I suoi occhi neri mi trafissero e strinsi forte la mandibola conficcando le unghie nel pallone che avevo in mezzo alle gambe.
Mi autoconvinsi che quella strega ninfa dagli occhi viola se lo meritava e annuii. «Lo è.» sentenziai.
«Non è che ti vuoi tirare indietro vero?» domandò di nuovo Eliot.
Ebbi un rimbombo nel petto, lava liquida mi scese nelle vene, la sua domanda mi spiazzò.
Volevo fermarmi?
No, certo che no.
«Per quale motivo dovrei aver cambiato idea, sentiamo?» gli chiesi con gli occhi a due fessure.
Eliot sorrise, ma non fu un sorriso gentile, fu derisorio e diceva tanto. Intendeva che quella ragazza mi aveva fottuto e mi fece incazzare come una iena.
«Cosa cazzo stai insinuando Eliot?» domandai a denti stretti. Avevo un fremito nella mandibola.
Lui scrollo le spalle ridendo con un verso di petto riversando la testa all'indietro. «Niente amico. Stai calmo.»
Conoscevo il mio amico, quando li frullava qualcosa in testa guardava con insistenza e a me quello sguardo non sfuggii affatto.
«Allora non dovevi guardarmi in quel modo, amico.» enfatizzai sulla parola amico.
Sospirò e si alzò con un balzo guardandosi le mani. «Penso che ti piaccia» concluse.
Aprii la bocca per un attimo sconvolto, poi mi destai e mi sbellicai dalle risate.
«Oh, ma hai ragione. Certo che mi piace, voglio scoparla» deviai la conversazione.
Anche gli altri si alzarono nello stesso momento che lo feci io andando in contro a muso lungo a Eliot. Ci misurammo con lo sguardo, eravamo della stessa altezza noi due, nonostante io avessi qualche massa in più di lui.
Il mio amico respirò dal naso dicendo: «Non intendo solo scoparla. Intendo proprio che ti piace, forse ti faresti accarezzare da lei. Carezze languide nei punti dove ti fa più male»

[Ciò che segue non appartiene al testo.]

PR #1724, opened 2021-04-27
JSUI-3223 add sortOrder option to DynamicFacetRange

ThibodeauJF:
https://coveord.atlassian.net/browse/JSUI-3223

Setting freezeCurrentValues to true when ranges are defined would have been another solution, but adding the additional option will ensure that values are consistently order correctly in the future. Furthermore, we don't want to break the ranges of more recent implementations (-1 year ago) that didn't have their values frozen.


src/ui/DynamicFacet/DynamicFacetRange.ts
```diff
@@ -94,6 +95,28 @@ export class DynamicFacetRange extends DynamicFacet implements IComponentBinding
...
       postProcessing: ranges => (Utils.isNonEmptyArray(ranges) ? ranges : [])
+    }),
+    /**
+     * The sort order to use for this facet.
+     *
+     * Can be either `ascending` or `descending`.
+     *
+     * **Default:** `ascending`.
+     */
+    sortOrder: <FacetRangeSortOrder>ComponentOptions.buildStringOption({
```
ThibodeauJF, line 106: Why sort order?
Because we use inheritance (my mistake) we can't use sortCriteria without causing the parent facet to throw a warning because it also validates the option.
Also a good reason: the criteria is always numerical, it's the order ascending/descending that changes!

olamothe: There could be a way to reuse the same option name, by merging them a bit differently.

If you look at `Omnibox.ts`, at the bottom of the file, you will see that `Omnibox.options` gets merged with `Querybox.options`. Could we do something similar to override the key ? 🤔

src/rest/Facet/FacetRequest.ts
```diff
@@ -98,15 +99,20 @@ export interface IFacetRequest {
...
    * `true` in the corresponding [facet response]{@link IFacetResponse}, use
    * `score`.
    * - Otherwise, use `alphanumeric`.
+   *
+   * **Default (Search API) when [`type`]{@link IFacetRequest.type} is set to [`dateRange`]{@link FaceType.dateRange}
+   * or [`numericalRange`]{@link FacetType.numericalRange} (Search API)::** `ascending`
+   * Other possible value: `descending`
    */
-  sortCriteria?: FacetSortCriteria;
+  sortCriteria?: FacetSortCriteria | FacetRangeSortOrder;
```
samisayegh, line 115: I think `FacetRangeSortCriteria` would be a more consistent name for the new type,

Edit: I saw the comment on the file below. This comment depends on Olivier's comment,

src/ui/DynamicFacet/DynamicFacetRange.ts
ThibodeauJF: Don't think so because of the post validation, the DynamicFacetRange extends the DynamicFacet, the sortCriteria option post validation won't past for the DynamicFacet since it's not one of the other values (alphanumeric, occurences, etc)

Is naming it sortOrder a bad thing? Ascending/descending by themselves aren't criterias
I could see the DynamicFacet having an order as well

samisayegh: Would validating inside the constructor instead of using `postProcessing` be another path?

Non risposi più delle mie azioni. Il sangue mi prese fuoco, una vena sul collo e una sulla fronte mi si gonfiarono e le sentii pulsare, il respiro diventò denso ed io diedi un pugno con tutte le forze che avevo sulla mascella di Eliot.
Cadde a terra sorpreso, in realtà un po' se lo doveva aspettare, poiché aveva toccato un nervo scoperto con le sue parole.
Sputò sangue e rise sospirando subito dopo. Dean e Lenny si misero tra di noi.
«Caleb ma che cazzo!» esclamo Dean incredulo.
«Non osare mai più Eliot» lo minacciai con il respiro ansante, il mio torace si alzava e si abbassava velocemente.
Eliot mi guardò senza dire niente, strinse i denti e si allontanò nella direzione degli spogliatoi.
Cercai di calmarmi calciando la palla con un piede che finì per rimbalzare sul muro producendo un rumore di fondo. Presi la maglietta che era a terra e mi diressi spedito verso la macchina.
«Prepara tutto Lenny, facciamogliela pagare a quella troia dai capelli rossi» gli dissi e me ne andai con un pensiero fisso in testa.
Non avrei mai avuto pace neanche per dieci dannatissimi secondi.